The Dirty Dozen with Mick Collins: Part 3



Here's Micks latest pick, and a seminal piece of techno it is too:

"I had just come back home after a few weeks of visiting relatives, and I was hanging out with my friends. Jerome's brother Kenny came up and started talking about this record he'd heard the night before that sounded like a black version of Kraftwerk. Their sister Stephanie wandered over and started talking about how she'd heard it in a club over the weekend. That was sunday afternoon.

Tuesday afternoon, as I was walking to the local supermarket, I passed a record shop that specialised in Reggae, the only shop of its kind in the state. Today, in place of the usual heavy rocking Yard grooves, he was playing a record that sounded like...well yes, like a black version of Kraftwerk. I walked in and said 'That record you're playing? I'd like a copy, please.' It was one dollar fifty. I had two dollars. The proprietor said 'Mi only 'ave t'ree copies, mon.' I plunked down the money and took one home.

By wednesday afternoon, word was out about this record by 'the black Kraftwerk'. By friday, every copy in town had been bought.

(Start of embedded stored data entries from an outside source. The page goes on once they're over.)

PR #225, opened 2024-12-22
feat: add turn detector

nbsp:
- [x] inference_executor
- [x] inference_proc_executor
- [x] inference_proc_lazy_main
- [x] job_executor
- [x] job_proc_executor
- [ ] job_proc_lazy_main
- [ ] proc_client
- [x] proc_pool
- [ ] supervised_proc (sort of)
- [x] message


nbsp:
ready for review, only missing two things that i know of:
- the inference process doesn't do the right thing with shutdown events, so it always exits as orphaned
- i will deal with the merge conflicts Some Other Time (there's a lot of them)

agents/src/worker.ts
```diff
@@ -180,6 +184,8 @@ export class WorkerOptions {
     port = undefined,
     logLevel = 'info',
     production = false,
+    jobMemoryWarnMB = 300,
```
theomonnom, line 187: Do we check the memory somewhere?

theomonnom (approved):

agents/src/worker.ts
```diff
@@ -284,11 +295,27 @@ export class Worker {
...
+    if (Object.entries(InferenceRunner.registeredRunners).length) {
+      this.#inferenceExecutor = new InferenceProcExecutor(
+        InferenceRunner.registeredRunners,
+        30000,
+        5000,
+        2000,
+        0,
+        5000,
+        60000,
+        2500,
```
theomonnom: We should clean this, hard to know which number is for what

agents/src/worker.ts
nbsp: nope, it's currently stubbed, i have a comment for it somewhere that i forgot to go look at

PR #238, opened 2025-01-06
fix(worker): error can be a non-string

nbsp:


agents/src/worker.ts
```diff
@@ -331,6 +331,11 @@ export class Worker {
           this.#runWS(this.#session);
           return;
         } catch (e) {
```
lukasIO: let's type this as `unknown`

agents/src/worker.ts
```diff
@@ -331,6 +331,11 @@ export class Worker {
...
+          if (typeof e !== 'string') {
+            // it's probably an Error type
```
lukasIO: instead of assuming this another type checking for error instanceof Error would be a lot cleaner

lukasIO (approved):

PR #239, opened 2025-01-08
feat(openai): Add whisper prompt support to STT

FlorDonnaSanders:
Hey there!

OpenAI's whisper model supports the option of supplying a [system prompt](https://platform.openai.com/docs/api-reference/audio/createTranscription#audio-createtranscription-prompt) when calling the transcription API.  
We make use of this feature heavily and adding support for it should be as simple as adding the two proposed line changes.

Let me know what needs to happen before this can be officially supported in Agents JS.

### DIFF
--- a/.changeset/happy-coins-drop.md
+++ b/.changeset/happy-coins-drop.md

This record barely made a ripple on local radio upon its initial release, but the effects are still reverberating across the years, around the world. 'Alleys Of Your Mind' by Cybotron is the first Detroit Techno record.

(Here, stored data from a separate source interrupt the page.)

PR #243, opened 2025-01-13
fix(multimodal): re-request audio response

nbsp:
request audio response when a text response is given instead.

this pulls from https://github.com/livekit/agents/pull/1015 and https://github.com/livekit/agents/pull/1121 but is not a full port of the former; it just fixes this specific issue to unblock folks while i work on the bigger PR.

i still have not managed to reproduce the error, so, consider this untested.


longcw:
lgtm!

davidzhao:
@longcw wanna approve as well? you'll have more context on this PR than either theo or I

longcw (approved):

PR #244, opened 2025-01-13
WIP data stream transcription forwarder

lukasIO:
A simplified version of a transcription forwarder using data streams. 

Instead of a publishing loop (which will cause unhandled exceptions in user land if something goes wrong) it queues text updates as they come in and delays the execution for the next text update for a bit to mimic the previous forwarding delays on char index basis.


nbsp:
superseded by #301

lukasIO:
@nbsp the PR you linked does not handle data stream forwarding though, right?

nbsp:
ahh, that's true, the forwarding part is actually still done with the old method. still, this PR is pretty outdated and uses old APIs, so let's keep it closed

PR #545, opened 2025-07-17
[Do Not Merge] Stream Channel

toubatbrian:
Create a `StreamChannel` object mimicking python `Chan` but also preserves JS feature by exposing `ReadbleStream` object. This help repace existing AsyncIterableQueue, which is needed to implement tool calling as current `performToolExecution` accepts a ReadbleStream.


agents/src/stream/stream_channel.ts
```diff
@@ -0,0 +1,32 @@
...
+    stream: () => transform.readable,
+    close: async () => {
+      try {
+        return await writer.close();
+      } catch (e) {
+        if (e instanceof Error && e.name === 'TypeError') {
+          // Ignore error if the stream is already closed
+          return;
+        }
+        throw e;
```
toubatbrian, line 28: A utility to use instead of AsyncIterableQueue. It expose a readable stream object that we can pass around without the need to indirectly pipeling from queue to stream

plugins/openai/src/realtime/realtime_model.ts
```diff
@@ -959,13 +931,19 @@ export class RealtimeSession extends llm.RealtimeSession {
...
+
+    itemGeneration.audioChannel.write(
       new AudioFrame(
-        new Int16Array(data.buffer),
+        new Int16Array(bytes.buffer),
         api_proto.SAMPLE_RATE,
         api_proto.NUM_CHANNELS,
-        data.length / 2,
+        bytes.length / 2,
       ),
```
toubatbrian, line 947: Based on openai-agent-js: https://github.com/openai/openai-agents-js/blob/af73bfb5178a732d54934bbf1a2fdc37da5f3839/packages/agents-realtime/src/openaiRealtimeWebsocket.ts#L216

agents/src/index.ts
```diff
@@ -14,21 +14,22 @@ import * as ipc from './ipc/index.js';
...
+export * from './plugin.js';
 export * from './transcription.js';
-export * from './inference_runner.js';
+export * from './utils.js';
+export * from './vad.js';
+export * from './version.js';
+export * from './worker.js';
 
-export { cli, stt, tts, llm, multimodal, tokenize, metrics, ipc, voice };
+export { cli, ipc, llm, metrics, multimodal, stream, stt, tokenize, tts, voice };
```
Shubhrakanti, line 35: what are all these changes?

agents/src/stream/stream_channel.ts
Shubhrakanti: Can you map all the `AsyncIterableQueue` public methods to this interface? 

what is the equivalent of `close` and `closed()`?

agents/src/index.ts
toubatbrian: from linting

Shubhrakanti: Next time can you flag that as a comment? or do it in a separate PR?

agents/src/stream/stream_channel.ts
Shubhrakanti: Mainly how do we know when the stream is closed? because if we can check that we can get rid of `AsyncIterableQueue` completely and refactor everything to use this.

toubatbrian: > Can you map all the AsyncIterableQueue public methods to this interface?

Any reason we'd like to keep the same public interface? (for checking is `closed` I will definitely add it later) For `[Symbol.asyncIterator]()` and `next` calling `stream()` should already have those since stream itself is a async iterator.

Shubhrakanti: > Any reason we'd like to keep the same public interface?

Nothing wrong with this. I just want to remove `AsyncIterableQueue`

agents/src/index.ts
toubatbrian: yep for sure, sometimes I might forgot those minor details, I'll make a github PR template right now to list those requirements.

agents/src/stream/stream_channel.ts
toubatbrian: SG, will do in a follow up PR.

Shubhrakanti: this is not urgent. We should do this when have a broader discussion around plugins next week.

PR #550, opened 2025-07-19
brianyin/ajs-171-realtime-reply-task

toubatbrian:


plugins/openai/src/realtime/api_proto.ts
```diff
@@ -344,6 +344,7 @@ export interface ResponseCreateEvent extends BaseClientEvent {
     tool_choice: ToolChoice;
     temperature: number;
     max_output_tokens: number | 'inf';
+    metadata?: Record<string, string>;
```
toubatbrian, line 347: Need this in order to identify wether response is user initiated

plugins/openai/src/realtime/realtime_model.ts
```diff
@@ -1102,10 +1117,15 @@ export class RealtimeSession extends llm.RealtimeSession {
...
 
+    const response: api_proto.ResponseCreateEvent['response'] = {};
+    if (instructions) response.instructions = instructions;
+    if (userInitiated) response.metadata = { client_event_id: eventId };
+
     this.sendEvent({
       type: 'response.create',
       event_id: eventId,
-    } as api_proto.ResponseCreateEvent);
+      response: Object.keys(response).length > 0 ? response : undefined,
```
toubatbrian, line 1127: only pass defined key-value to response

plugins/openai/src/realtime/api_proto.ts
Shubhrakanti: should it be `?` or just there all the time?

plugins/openai/src/realtime/realtime_model.ts
```diff
@@ -19,7 +19,7 @@ interface RealtimeOptions {
   model: api_proto.Model;
   voice: api_proto.Voice;
   temperature: number;
-  toolChoice: llm.ToolChoice;
+  toolChoice?: llm.ToolChoice;
```
Shubhrakanti, line 22: why is this now optional?

plugins/openai/src/realtime/realtime_model.ts
```diff
@@ -1243,7 +1263,7 @@ function createMockAudioItem(durationSeconds: number = 2): llm.ChatMessage {
   });
 }
 
-function toOaiToolChoice(toolChoice: llm.ToolChoice | null): api_proto.ToolChoice {
+function toOaiToolChoice(toolChoice: llm.ToolChoice | undefined): api_proto.ToolChoice {
```
Shubhrakanti: `toolChoice?: llm.ToolChoice`?

Shubhrakanti (approved):

plugins/openai/src/realtime/api_proto.ts
toubatbrian: can be undefined I think

plugins/openai/src/realtime/realtime_model.ts
toubatbrian: python has this as well, doesn't need to be defined since undefined will use the 'auto' mode by default

PR #552, opened 2025-07-19
Shubhra/ajs 159 add agent session events

Shubhrakanti:
The python events are serialize by default because they are all pydantic models. We will need to think about do to make the js side serializable in the future.


toubatbrian:
for serialization, maybe we can just do a `JSON.stringify`?

PR #556, opened 2025-07-20
Shubhra/allow users to set participants

Shubhrakanti:
Since users can now set participant to be `null` explicitly I changed the type everywhere to be `participant | null`


Shubhrakanti:
Also handles https://linear.app/livekit/issue/AJS-106/add-participant-disconnect-and-re-connect-support

Shubhrakanti:
Also does AJS-106

Shubhrakanti:
I tested manually and it works fine.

It never gets old to me. Playing it now, I still get the goosepimply feeling I got standing in the hot sun in front of that reggae shop, listening to it and realising that somehow, the world was never going to be the same. I remember walking home with the record and thinking 'Something is happening here...Brothers have taken over the machines; we got it now...'

Equal parts Teutonic space rock and Detroit ghetto buttslam, 'Alleys Of Your Mind' heralded a New Day, and one that began right here in my Hometown. This planet ain't been the same since. We Rock: Hell Yeah we do.

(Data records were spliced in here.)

PR #559, opened 2025-07-21
brianyin/ajs-170-wait-for-message-item-create-future-in-realtime-model

toubatbrian:
This reverts commit ba30c3268bf81d9be7f208900ac4bdaee09676ee.

### DIFF
--- a/agents/src/voice/generation.ts
+++ b/agents/src/voice/generation.ts
@@ -86,9 +86,13 @@ export class _SanitizedOutput {
 }
 
 function isValidToolOutput(toolOutput: unknown): boolean {
-  const validTypes = ['string', 'number', 'boolean', undefined, null];
+  const validTypes = ['string', 'number', 'boolean'];
 
   if (validTypes.includes(typeof toolOutput)) {
+    return true;
+  }
+
+  if (toolOutput === undefined || toolOutput === null) {
     return true;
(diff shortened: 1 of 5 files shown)


agents/src/voice/generation.ts
```diff
@@ -86,12 +86,16 @@ export class _SanitizedOutput {
...
+  const validTypes = ['string', 'number', 'boolean'];
 
   if (validTypes.includes(typeof toolOutput)) {
     return true;
   }
 
+  if (toolOutput === undefined || toolOutput === null) {
+    return true;
+  }
+
```
toubatbrian, line 98: `undefined !== typeof undefined` in typescript :((, so we handle undefined and null separately

plugins/openai/src/realtime/realtime_model.ts
```diff
@@ -406,14 +407,40 @@ export class RealtimeSession extends llm.RealtimeSession {
...
+      return;
+    }
+
+    try {
+      // wait for futures to resolve or timeout
+      await Promise.race([
+        Promise.all(futures),
+        delay(5000).then(() => {
+          throw new Error('Chat ctx update events timed out');
+        }),
```
toubatbrian, line 436: wait or timeout

PR #566, opened 2025-07-22
Shubhra/ajs 165 bug with realtime model interrupts

Shubhrakanti:
We weren't actually waiting for all the tasks to complete.


agents/src/voice/agent_activity.ts
```diff
@@ -1282,7 +1282,7 @@ export class AgentActivity implements RecognitionHooks {
           }
           outputs.push([msg.messageId, textOut, audioOut]);
         }
-        await Promise.allSettled(forwardTasks);
+        await Promise.allSettled(forwardTasks.map((task) => task.result));
```
toubatbrian, line 1285: nice catch!

PR #569, opened 2025-07-22
Shubhra/ajs 173 fix stt resampling issue

Shubhrakanti:
We should be resampling the audio before we write send it to the STT - not hard coding the sample rate of the room. Tested all the pipeline agents manually.


examples/src/restaurant_agent.ts
```diff
@@ -384,9 +384,7 @@ export default defineAgent({
     const vad = ctx.proc.userData.vad! as silero.VAD;
     const session = new voice.AgentSession({
       vad,
-      stt: new deepgram.STT({
-        sampleRate: 24000,
-      }),
```
Shubhrakanti, line 389: We should never expect the user to know this.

It's unclear how many original 7-inch copies were pressed: estimates vary from 750 to as few as 150. I once had a guy in London offer me the record's weight in gold for my copy. He was deadly serious: "You weigh it when you get home," he told me, "and I'll give you that many ounces of pure South African gold, mate". Most people who own a copy tend to not say so too loud; this is Detroit, after all. House producer Moodymann, who keeps his copy framed and hanging on his living room wall, once told me "Man, they could take every piece of gear in this HOUSE and I wouldn't cry too much, but if they touch THIS record? I will shoot every motherfucker IN TOWN if that's what it takes to get it back." I couldn't agree more."